Shared Data Problem

I

Ian Bell 21 years ago

What is the current thinking on the best way to solve the shared data problem in embedded systems?

Ian

Ian Bell

Vote

R

Robert Scott 21 years ago

What's the problem?

-Robert Scott Ypsilanti, Michigan

Vote

I

Ian Bell 21 years ago

Accessing a shared variable in a non atomic way can give erroneous results if the ISR that also changes it occurs part way through the access.

IAn

Ian Bell

Vote

C

CBFalconer 21 years ago

What is new about that? Standard concurrency problem. The simplest way on single processor systems is to disable interrupts during access, i.e. create a critical region. You can also use semaphores, or monitors. Watch out for deadlocks. If you have an OS it will probably provide appropriate techniques. Read up on priority inversion.

"If you want to post a followup via groups.google.com, don't use the broken "Reply" link at the bottom of the article. Click on "show options" at the top of the article, then click on the "Reply" at the bottom of the article headers." - Keith Thompson

Vote

R

Robert Scott 21 years ago

It is bad program design to have a variable that is changed by both an ISR and a main program. In almost every case it can be avoided.

In case you can't figure out how to avoid that situation, then you may be forced to use one of the more heavy-handed solutions, as indicated already by other responders. But in response to your general question, I would say that every situation is different, and there is no "current thinking" on the issue. There are just a collection of various solutions that you can pick from as needed. Get to know all the tools in the toolbox and you will pick the right one when the time comes.

-Robert Scott Ypsilanti, Michigan

Vote

B

Bryan Hackney 21 years ago

Don't use super-atomic accesses in interrupts.

Vote

P

Paul Keinanen 21 years ago

On many non-virtual memory CISC architectures it is even simpler to use a single non-interruptable instruction to manipulate a shared variable, such as a single instruction memory location increment or decrement.
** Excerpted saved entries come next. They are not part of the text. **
PR #240, opened 2021-05-17
Docs/integration

radtonev:
**Detailed description**:
Added documentation on how to integrate with the bridge

**Checklist**
- [X] Documentation added
- [ ] Tests updated


docs/integration.md
```diff
@@ -0,0 +1,129 @@
+﻿# Integration with Hedera <-> EVM-chain bridge
+The Bridge provides users with functionality to transfer HBAR or HTS tokens from Hedera to EVM-based chain or Wrapped HBAR and Wrapped Tokens from EVM-based chain to Hedera. The Bridge is operated by registered validators that provide signatures for every requested transfer. The transfer is processed when the majority of validators verify the transfer (supermajority).
+
+## 1. Hedera -> EVM-chain
```
Daniel-K-Ivanov, line 4: I think that this document should be focused on what exactly should be done by the integrator step-by-step.
So it will be better if we do not have 1.1 How it works, but rather ->
- Step 1. Initiate transfer of HBAR/HTS
- Step 2. Wait for confirmation
- Step 3. Claim Asset on EVM chain

The goal would be for someone to read the document and know what he has to do in order to integrate

docs/integration.md
```diff
@@ -0,0 +1,129 @@
...
+### 1.4 Service fee distribution
+
+The main incentive for the Validators is the `service fee` paid by users. The fee is a percentage of the transferred amount, paid on the native asset. The Service fee is configurable property and determined by the validators.
+
+Fees are payed out from the Bridge account. Each Validator creates a Scheduled transaction and transfers the `service fee` amount from the Bridge account to the list of validators equally. Due to the nature of Scheduled Transactions, only one will be successfully executed, creating a scheduled Entity and all others will fail with `IDENTICAL_SCHEDULE_ALREADY_CREATED` error, and the transaction receipt will include the `ScheduleID` of the first submitted transaction. All validators, except the one that successfully created the Transaction execute `ScheduleSign` and once `n out of m` validators execute the Sign operation, the transfer of the fees will be executed.
+
+## 2. EVM-chain -> Hedera
+This functionality allows the user to transfer Wrapped HBAR or any supported by the bridge Wrapped Tokens from EVM-based chain to Hedera. 
+
+### 2.1 Supported wrapped tokens
```
Daniel-K-Ivanov, line 65: IMO it would be better to rename the section to:
`2. 1. Query supported tokens`

docs/integration.md
```diff
@@ -0,0 +1,129 @@
...
+
+In order to get all the supported wrapped tokens by the bridge the user must do two things:
+
+ 1. Get the wrapped tokens count from the Router contract by calling the function `wrappedAssetsCount()`.
+ 2. Call the Router contract function `wrappedAssetAt(uint256  index)` for every value between 0 ... wrappedAssetsCount-1. Each time the function will return the address of the ERC20 wrapped token contract.
+
+If the user needs the name of the wrapped token he can retrieve it from public mapping in the Router contract by the ERC20 address:
```
Daniel-K-Ivanov, line 72: We should mention that `wrappedAssetAt` returns the `address` of the wrapped token. If the users want to see to which Hedera asset the ERC20 maps, he can do that by querying the `wrappedToNative` map. In that sense its not correct to say "if the user needs the name of the wrapped token". It should be: "In order to get the corresponding Hedera native asset, one can query the following mapping:

`mapping(address => bytes) public wrappedToNative;` 

where `address` represents the ERC20 address of the wrapped asset and `bytes` represent the HTS Entity ID or simply `HBAR` (in the case for hbars`)

It would be good to show example -> how does `bytes` look like for `HBAR`. It is a constant so we should be able to say: `0x2131221` corresponds to HBAR. We should give example for `HTS` token ID as-well

docs/integration.md
```diff
@@ -0,0 +1,129 @@
...
+
+	mapping(address => bytes) public wrappedToNative;
+
+### 2.1 How it works
```
Daniel-K-Ivanov, line 76: I think that it would be more clear for the users if its `Step 1.  Burn the Wrapped Asset`

docs/integration.md
```diff
@@ -0,0 +1,129 @@
...
+Transfer from EVM-chain to Hedera is achieved by submitting a **burn operation** to the Router Contract. 
+There are two supported contract functions by which this can be done:
+
+ - `burn(amount: uint256, receiver: bytes, wrappedAsset: address)`
+
+Argument | Description
+---------- | ----------
+**amount** | The amount of wrapped tokens to be bridged
+**receiver** | The Hedera account to receive the wrapped tokens
```
Daniel-K-Ivanov, line 85: Maybe we can show an example of how we can encode the bytes for transferring to account `0.0.1000`

docs/integration.md
```diff
@@ -0,0 +1,129 @@
...
+**wrappedAsset** | The corresponding wrapped asset contract address
+
+After the burn operation is completed a _burn_ event is fired which is captured by the validators. The event contains information about the burned amount and the receiver. After the validators capture the event they distribute the service fee and schedule a transaction to transfer the remaining amount to the receiving Hedera account.
+
+
+ - `burnWithPermit(wrappedAsset: address, receiver: bytes, amount: uint256, deadline: uint256, v, r ,s)`
```
Daniel-K-Ivanov, line 91: Maybe it would be better if we add information about the permit logic. Show a JS snippet on how to sign v,r,s and specify a `deadline`

docs/integration.md
```diff
@@ -0,0 +1,129 @@
...
+
+Argument | Description
+---------- | ----------
+**wrappedAsset** | The corresponding wrapped asset contract address
+**receiver** | The Hedera account to receive the wrapped tokens
+**amount** | The amount of wrapped tokens to be bridged
+**deadline**: | Timestamp of the deadline
+**v, r, s** | Information about the signature
+
+### 2.2 Getting information about the scheduled transaction
```
Daniel-K-Ivanov, line 101: IMO it would be better if we name it `Step 2. Monitor the Transfer` and add information on the REST API call that users can execute in order to query the scheduled transaction from the Validator Node.

Daniel-K-Ivanov (changes requested):

Daniel-K-Ivanov (approved):

PR #297, opened 2021-09-10
Feature: Recovery

### LINKED ISSUE #143: Recovery (Ethereum -> Hedera)
A recovery mechanism for Ethereum burn transactions should be implemented similar to the current Hedera -> Ethereum operations.

On validator startup, we should check whether there are any missed ethereum events for `burn`. 
If there are -> we should check whether the operation was already fulfilled by the operators (up to discussion on how exactly we will do that)

### LINKED ISSUE #285: Implement Recovery Mechanism

failfmi:
**Detailed description**:
Upon validator execution, get all fees/schedules with status Submitted and check whether they have executed successfully.
For validators depending on the provided parameter for recovery, either process past events in read-only mechanism, or directly execute them.

Fixes #285 
Fixes #143 

After #295 

**Checklist**
- [ ] Documentation added
- [ ] Tests updated


app/process/watcher/evm/watcher.go
```diff
@@ -17,47 +17,146 @@
...
+	mappings c.Assets,
+	startBlock int64,
+	validator bool) *Watcher {
+	targetBlock, err := evmClient.GetClient().BlockNumber(context.Background())
+	if err != nil {
+		log.Fatalf("Could not retrieve latest block. Error: [%s].", err)
+	}
+
+	if startBlock == 0 {
+		_, err := repository.GetLastFetchedTimestamp(contracts.Address().String())
```
Daniel-K-Ivanov, line 65: I think that it is misleading to store the blocknumber at the column for timestamp in the db. Wouldn't it be better to introduce another column for the block number?

app/process/watcher/evm/watcher.go
```diff
@@ -17,47 +17,146 @@
...
+		mappings:    mappings,
+		targetBlock: targetBlock,
+		validator:   validator,
 	}
 }
 
 func (ew *Watcher) Watch(queue qi.Queue) {
 	go ew.listenForEvents(queue)
+
+	ew.processPastLogs(queue)
```
Daniel-K-Ivanov, line 99: I think that we should first process past logs and then run the watcher. It think that if we let it the way it is, we might get into situation in which `listenForEvents` picks up an event and reacts to it and at the same time the `processPastLogs` queries for events after block X.
This way a TX may end up being processed twice

app/process/watcher/message/watcher.go
```diff
@@ -39,21 +39,48 @@ type Watcher struct {
...
+	topicID string,
+	repository repository.Status,
+	pollingInterval time.Duration,
+	startTimestamp int64) *Watcher {
 	id, err := hedera.TopicIDFromString(topicID)
 	if err != nil {
 		log.Fatalf("Could not start Consensus Topic Watcher for topic [%s] - Error: [%s]", topicID, err)
 	}
 
+	targetTimestamp := time.Now().UnixNano()
```
Daniel-K-Ivanov, line 56: I think that this property is not used anywhere

Daniel-K-Ivanov (changes requested):

app/process/watcher/evm/watcher.go
failfmi: The problem with the watch subscriptions is that they always start with the latest block. So, if you first process the past events and then start the watch subscriptions, you might end up with skipped events. Better process them twice than never. Also, most of the logic regarding that will revert in an error later on, which is not a real error - it will only be a duplication.

app/process/watcher/message/watcher.go
failfmi: `Create`

Daniel-K-Ivanov (approved):

PR #322, opened 2021-11-02
Fix: Filter EVM logs instead of subscriptions

### LINKED ISSUE #318: Validator Nodes Fatally Crash on RPC Timeout
ABOUT:
Validator nodes will fatally crash on receiving HTTP timeouts from RPC calls to the Node Urls. This issue happens both when the bridge is being used and also when no transactions are going through bridge. If there is a bad response from Infura or other RPC providers, it will cause the node to crash and requires a manual restart.

LOGS:
`ERRO[2021-10-21T03:50:43.2332205Z] Failed to subscribe for Burn Event Logs for contract address [OMITTED]. Error [websocket: bad handshake (HTTP status 502 Bad Gateway)].  context="EVM Router Watcher [OMITTED]"
FATA[2021-10-21T03:50:43.448793149Z] Failed to subscribe for WatchMemberUpdated Event Logs for contract. Error websocket: bad handshake (HTTP status 502 Bad Gateway)  context="Contract Service"
exit status 1`

Expected Behaviour:
If node receives a HTTP timeout or 502 from RPC it should not fatally exit, instead it should re-poll the RPC at a later time and remain running.

failfmi:
**Detailed description**:
* Filter EVM logs instead of subscriptions

Fixes #318 

**Checklist**
- [ ] Documentation added
- [ ] Tests updated


app/process/watcher/evm/watcher.go
```diff
@@ -85,58 +91,95 @@ func NewWatcher(
...
 
 	topics := [][]common.Hash{
 		{
 			burnHash,
 			lockHash,
+			memberUpdatedHash,
 		},
 	}
 	addresses := []common.Address{
 		ew.contracts.Address(),
```
Daniel-K-Ivanov, line 169: Are we 100% sure that events with the same signature, emitted in a `router` TX will be ignored

app/process/watcher/evm/watcher.go
```diff
@@ -85,58 +91,95 @@ func NewWatcher(
...
 	}
+
 	query := &ethereum.FilterQuery{
 		FromBlock: new(big.Int).SetInt64(fromBlock),
+		ToBlock:   new(big.Int).SetInt64(endBlock),
 		Addresses: addresses,
 		Topics:    topics,
 	}
+
 	logs, err := ew.evmClient.FilterLogs(context.Background(), *query)
```
Daniel-K-Ivanov, line 179: FYI: If there are more than 1000 events matching this `FilterLog` the node will reject the query and will throw `>400` status

app/process/watcher/evm/watcher.go
```diff
@@ -85,58 +91,95 @@ func NewWatcher(
...
+		if fromBlock > toBlock {
+			time.Sleep(ew.sleepDuration)
+			continue
+		}
+
+		err = ew.processLogs(fromBlock, toBlock, queue)
+		if err != nil {
+			ew.logger.Errorf("Failed to process logs. Error: [%s].", err)
+			time.Sleep(ew.sleepDuration)
+			continue
```
Daniel-K-Ivanov, line 143: nit: we do not need those 2 lines of code

Daniel-K-Ivanov (changes requested):
- In evm/watcher.go -> line 317 you need to update the `Debugf` not to state that we are waiting for block confirmations

app/clients/evm/client.go
```diff
@@ -84,14 +84,16 @@ func (ec *Client) ValidateContractDeployedAt(contractAddress string) (*common.Ad
 }
 
 // GetBlockTimestamp retrieves the timestamp of the given block
-func (ec *Client) GetBlockTimestamp(blockNumber *big.Int) (uint64, error) {
+func (ec *Client) GetBlockTimestamp(blockNumber *big.Int) uint64 {
```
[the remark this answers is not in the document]
failfmi: I think it would better to hang and retry than to end the processing of a given transfer, just because something has timed out

app/process/watcher/evm/watcher.go
```diff
@@ -85,58 +91,95 @@ func NewWatcher(
...
 
-func (ew Watcher) processPastLogs(queue qi.Queue) {
+func (ew Watcher) beginWatching(queue qi.Queue) {
 	fromBlock, err := ew.repository.Get(ew.contracts.Address().String())
 	if err != nil {
 		ew.logger.Errorf("Failed to retrieve EVM Watcher Status fromBlock. Error: [%s]", err)
-		return
 	}
 
 	ew.logger.Infof("Processing events from [%d]", fromBlock)
```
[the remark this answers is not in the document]
failfmi: 1. yes
2. yes,  it used to be fatalf

app/process/watcher/evm/watcher.go
failfmi: That's why you are filtering by `addresses`. They are used to restrict matches to events created by those specific addresses.

app/process/watcher/evm/watcher.go
failfmi: I've left them on purpose, so that if the error is timeout related, it will pause for a bit, rather than trying again immediately

app/process/watcher/evm/watcher.go
failfmi: The limitation should based in the querying node. I guess we will adapt depending on the node config.

app/process/watcher/evm/watcher.go
Daniel-K-Ivanov: Aren't we going to pause for a bit even if we remove those 2 lines because of line 197?

Daniel-K-Ivanov (dismissed):

Daniel-K-Ivanov (approved):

To be on the absolute safe side, the data size should be no larger than the physical memory bus width and the variable aligned in a such way that only a single read-modify-write memory cycle is needed.

The situation with virtual memory systems is trickier, since each instruction must be interruptible or restartable in order to handle a (potential) page fault during each memory reference. Even on virtual memory systems, some interlocking mechanisms are usually available, such as the interlocking prefix on x86 systems or the "add with interlock" instruction on VAX systems. The shared variable must be naturally aligned, i.e. it can be accessed in a single memory reference and it does not cross virtual memory page or cache line boundaries. In some systems even some dummy references to the variable and the instruction stream just after the interlocked instruction might be a good idea to preload any missing pages before attempting the actual interlocked access.
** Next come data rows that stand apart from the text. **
PR #236, opened 2017-07-11
Tests for test_anime.py

edadesd:
1) Changed the README to note that the API for the anime module is named Kitsu, not Hummingbird.

2) Added some unit tests to test_anime.py to verify the items included in the anime module's response and their accuracy compared to another call to the base API.

There is a list of sample anime titles at the top of the file, which is shuffled for each run of the test suite. Most of the tests iterate across the list, comparing the module response for the title to the API response for the title at the relevant data members.


edadesd:
Closing this and setting up a new branch with the changes to squash the commits.

PR #238, opened 2017-07-12
More tests for anime module

edadesd:
Changed the README to note that the API for the anime module is named Kitsu, not Hummingbird.

Added some unit tests to test_anime.py to verify the items included in the anime module's response and their accuracy compared to another call to the base API.

There is a list of sample anime titles at the top of the file, which is shuffled for each run of the test suite. Most of the tests iterate across the list, comparing the module response for the title to the API response for the title at the relevant data members.


edadesd:
I messed up trying to update to current master. I'll close this and the other PR and remake one for both.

The situation is much more complex with RISC architectures with only load and store memory access instructions, so only one task or interrupt service routine should write to a single variable. Even in this case the data size should be smaller than the memory width and properly aligned, which is usually the requirement in RISC architectures anyway.

Paul

Vote

I

Ian Bell 21 years ago

Did I say it was new?

I know.

So what you are saying is the current thinking has not changed in the last decade.

Ian

Ian Bell

Vote

I

Ian Bell 21 years ago

In other words atomic operation is likely to be viable in a CISC architecture but not in a RISC one?

Ian

Ian Bell

Vote

I

Ian Bell 21 years ago

A very interesting reply, thank you. Almost all references I have come across go straight to atomic operation, semaphores and so on. None mentions avoidance which I intuitively feel to be the first and best option to be abandoned only as a last resort. However I have not found any reference to avoidance techniques. Can you give some examples or pointers to references?

Thanks

Ian

Ian Bell

Vote

I

Ian Bell 21 years ago

I am not familiar with the phrase 'super-atomic' but I will assume it means non atomic. Unfortunately the interrupt is the one place where a non atomic operation is allowed because the interrupt will always have a higher priority than the task it shares data with. The task is where non atomic operations can lead to data corruption

Ian Bell

Vote

V

Vadim Borshchev 21 years ago

It naturally depends. ARM, starting from architecure version 2, has swap instruction that operate with both 32-bit (swp) and 8-bit (swpb) semaphores.

Vadim Borshchev

Vote

C

CBFalconer 21 years ago

I don't believe so. What may have changed is the prevalence of certain types of failings, i.e. there are more multi-processor systems about, and more systems operate under formal OSs, etc.

"If you want to post a followup via groups.google.com, don't use the broken "Reply" link at the bottom of the article. Click on "show options" at the top of the article, then click on the "Reply" at the bottom of the article headers." - Keith Thompson

Vote

T

Thad Smith 21 years ago

As others have mentioned, the easiest way is usually to disable interrupts around the non-atomic variable access.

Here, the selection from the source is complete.